> Records shown:
PR #726, opened 2019-10-23
Redirect to login for both 401/403 responses.

timoxley:
For some reason in dev, unauthed canvas API calls get served a `403`, but in production, they're served a `401`. This means in prod unauthed canvases end up in a loop spamming the auth endpoint.

This PR makes `loginInterceptor` redirect to login for both `403` & `401` responses.

To test:

* Wait for this to deploy
* Try access a non-public canvas in incognito mode.
* Should redirect to login.


fonty1:
Tested and it appears to be redirecting to the login screen for public canvases. I suspect it's to do with the `bearer 0` issue, discussed here: https://streamr.atlassian.net/browse/PLATFORM-1109

The quick fix would be to return nothing when there's no token in, 
`src/shared/utils/getAuthorizationHeader.js`

But I haven't thought about expired tokens. We can chat tomorrow morning about it.

juhah:
Looks like this fixes the issue 👍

> Directions: What is needed is an exact copy of all the records.

> Solved problem:
PR #726, opened 2019-10-23
Redirect to login for both 401/403 responses.

timoxley:
For some reason in dev, unauthed canvas API calls get served a `403`, but in production, they're served a `401`. This means in prod unauthed canvases end up in a loop spamming the auth endpoint.

This PR makes `loginInterceptor` redirect to login for both `403` & `401` responses.

To test:

* Wait for this to deploy
* Try access a non-public canvas in incognito mode.
* Should redirect to login.


fonty1:
Tested and it appears to be redirecting to the login screen for public canvases. I suspect it's to do with the `bearer 0` issue, discussed here: https://streamr.atlassian.net/browse/PLATFORM-1109

The quick fix would be to return nothing when there's no token in, 
`src/shared/utils/getAuthorizationHeader.js`

But I haven't thought about expired tokens. We can chat tomorrow morning about it.

juhah:
Looks like this fixes the issue 👍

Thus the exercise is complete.